A vast cybersecurity operation by a foreign power has never been carried out at this scale and over such period of time targeting this many companies and agencies on U.S. soil. While the exact details and damage of the cyber attack are still under investigation, this much is clear: many U.S. companies, government agencies, and even large tech firms were caught off guard.
"The attack blended extraordinarily stealthy tradecraft, using cyber tools never before seen in a previous attack, with a strategy that zeroed in on a weak link in the software supply chain that all U.S. businesses and government institutions rely on – an approach security experts have long feared but one that has never been used on U.S. targets in such a concerted way," according to a Wall Street Journal analysis of the attack.
As a result of the breach, many cybersecurity stocks rallied on expected demand for increasing IT and security spending by both government agencies and the private sector. The First Trust NASDAQ Cybersecurity ETF (CIBR) jumped 5% on Friday.
The Cybersecurity and Infrastructure Security Agency (CISA) issued an alert on Thursday, dating the attack to "at least March 2020." Reporting by The Wall Street Journal this week dates the SolarWinds Corporation (SWI) attack to as early as October 2019. U.S. government officials such as Secretary of State Mike Pompeo and private actors such as FireEye, Inc. (FEYE) have identified SVR, Russia's foreign intelligence agency, as the most likely entity behind the attack.
As a result of hackers attaching their malware to the SolarWinds' software update, the entities affected include the U.S. departments of State, Treasury, Commerce, Energy, and Homeland Security; the National Institutes of Health and the California Department of State Hospitals; and Cisco Systems, Inc. (CSCO), NVIDIA Corporation (NVDA), VMware, Inc. (VMW), Deloitte, and Belkin International, according to The Wall Street Journal's analysis of internet records. The extent of the damage shows that everyone is vulnerable.
SolarWinds acknowledged that the attack could have affected as many as 18,000 of its customers, while CISA noted that SolarWinds was not the only entry point the attackers used to breach cybersecurity defenses. "CISA has evidence that there are initial access vectors other than the SolarWinds Orion platform," officials said. "This APT actor has demonstrated patience, operational security, and complex tradecraft in these intrusions. CISA expects that removing this threat actor from compromised environments will be highly complex and challenging for organizations."
This is where cybersecurity firms come in, which are expected to benefit from this urgent demand to boost defenses from foreign threats as well as accommodate operations in a more remote work environment. The overall corporate security market is expected to grow more than 10% annually through 2024, according to Gartner research.
While cybersecurity stocks are in a crowded field with a range of offerings and target markets poised to benefit from the spike in demand, the names below are among the biggest winners this year and are likely to continue their streak.
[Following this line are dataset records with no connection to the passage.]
PR #364, opened 2024-10-24
Change npe1 plugin used for sample data test

### LINKED ISSUE #363: CI failing due to test expecting package name with hyphens containing underscores instead
### Description

See #362 for an example failure, but TLDR:

Our `test_fetch_npe1_manifest_with_sample_data` [test](https://github.com/napari/npe2/blob/main/tests/test_fetch.py#L37) expects `napari-pyclesperanto-assistant` to have hyphens in the name, but as of releasing v0.23.0 on October 18th, the package's metadata has underscores in the name.

The [package name](https://pypi.org/project/napari-pyclesperanto-assistant/#history) on `pypi` still has hyphens, even though [the package's setup.py](https://github.com/clEsperanto/napari_pyclesperanto_assistant/blob/master/setup.py#L33) file has underscores. I think that's because of [PEP503](https://packaging.python.org/en/latest/specifications/name-normalization/), but either `setuptools_scm` or some other package in the middle is no longer normalizing names I guess?

None of this is super relevant to us I guess, except that I'm curious what's changed. Based on [this comment](https://github.com/napari/npe2/blob/main/src/npe2/manifest/schema.py#L95) in the schema, we are not normalizing package names for the manifest name, so the underscore is fine in that regard. It's just a little strange because it technically would no longer match the package name as it's listed on pypi - note though that `fetch_manifest` works if it's passed underscores **or** hyphens.

Is it fine to just change the test to use underscores? That's what I'm leaning towards here, but I'm not sure if there will be gotchas about this somewhere down the line... @jni @Czaki? We could also just use any of the other sample-data providing manifests and avoid this entirely!

DragaDoncila:
Closes #363 by changing the plugin used in the test to avoid name normalization issues entirely.

### DIFF
--- a/tests/test_fetch.py
+++ b/tests/test_fetch.py
@@ -36,7 +36,7 @@ def test_fetch_npe1_manifest_with_sample_data():
     mf = fetch_manifest("napari-kics")
     assert mf.name == "napari-kics"
     assert mf.contributions.sample_data
-    # Test will eventually fail when napari-pyclesperanto-assistant is updated to npe2
+    # Test will eventually fail when napari-kics is updated to npe2
     # This is here as a sentinel
     assert mf.npe1_shim is True
 
--- a/tests/test_fetch.py
+++ b/tests/test_fetch.py
@@ -33,8 +33,8 @@ def test_fetch_npe1_manifest_with_writer():
 
 
 def test_fetch_npe1_manifest_with_sample_data():
-    mf = fetch_manifest("napari-pyclesperanto-assistant")
-    assert mf.name == "napari-pyclesperanto-assistant"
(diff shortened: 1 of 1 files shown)


jni:
@DragaDoncila I think you should still normalise (use `.replace('_', '-')`) because nothing at all is stopping that package from updating in the same broken way.

DragaDoncila:
@jni if we want to normalise, I'm happy to, but I don't think randomly changing this single test is the way to do it. Or even changing every test for that matter.

I think we should get this in to fix CI, and then have a separate discussion about whether we want to normalise manifest names, and when.

Czaki (approved):

PR #368, opened 2025-01-01
Tolerate distributions with no Name

cjwatson:
https://bugs.debian.org/1090247 shows a napari test failure caused by this on Python 3.13.  On closer inspection I found that `/usr/lib/python3.13/dist-packages/coverage-7.6.0.egg-info` and `/usr/lib/python3.13/dist-packages/tqdm-4.67.1.dist-info` existed with no `Name` metadata field.  This shouldn't cause a failure here.

### DIFF
--- a/src/npe2/manifest/utils.py
+++ b/src/npe2/manifest/utils.py
@@ -81,7 +81,13 @@ class Executable(GenericModel, Generic[R]):
 
             # look for a package name in the command id
             dists = sorted(
-                (d.metadata["Name"] for d in distributions()), key=len, reverse=True
+                (
+                    d.metadata["Name"]
+                    for d in distributions()
+                    if d.metadata["Name"] is not None
+                ),
+                key=len,
+                reverse=True,
             )
             for name in dists:
                 if self.command.startswith(name):  # pragma: no cover


jni:
Thanks for the PR @cjwatson! You've caught us at an awkward time because npe2api relied on web scraping PyPI search results for some functionality, and that was [recently broken by PyPI due to abuse](https://discuss.python.org/t/fastly-interfering-with-pypi-search/73597). I think this is why the CI is failing. We're still figuring out the best fix but it'll probably be minimum 1-2 weeks until a fix because of the Christmas/New Year's break. 🙏

jni:
For other devs stumbling on this, this is the relevant bit of the report:

```
self = ReaderContribution(command='tmp_plugin._', filename_patterns=['*.fake'], accepts_directories=False)

    @property
    def plugin_name(self) -> str:
        """Return the manifest/plugin name for this contribution."""
        if not self._plugin_name:
            # we will likely never get here if the contribution was created
            # as a member of a PluginManifest.
            # But if not, we can use a couple heuristics...
            from importlib.metadata import distributions
    
            # look for a package name in the command id
>           dists = sorted(
                (d.metadata["Name"] for d in distributions()), key=len, reverse=True
            )
E           TypeError: object of type 'NoneType' has no len()
```

DragaDoncila:
OK the reason we would ever be checking the `plugin_name` of `tqdm` here is because of the `discover` [utility](https://github.com/napari/npe2/blob/f99a77a98b78c0d2a7c54f60a77ef96963b253bf/npe2/manifest/schema.py#L255) which goes through installed packages looking for npe2 manifests (or npe1 entrypoints). The effect of this change, I believe, is that if a napari plugin does not declare a `name` in its distribution metadata, it would not be discovered as a plugin. I think this is ok, and likely to be an extreme edge case, so I'm happy to merge the change as-is.

jni (approved):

CrowdStrike Holdings, Inc. (CRWD), which has jumped 345% this year, delivered results for its third quarter that exceeded analysts' expectations. It also received upgrades and price target increases from analysts last month. Although some consider CrowdStrike shares overvalued, other analysts cite the company's strong performance and stock price momentum as their rationale for a "buy" rating.
Tenable Holdings, Inc. (TENB), which has risen 129% year to date, offers vulnerability management solutions and maps out business infrastructure and weaknesses. The number of hedge funds holding positions in this stock right now is at an all-time high. With its clients including more than 50% of the Fortune 500 and more than 30% of the Global 2000 and large government agencies, Tenable is poised to continue to do well.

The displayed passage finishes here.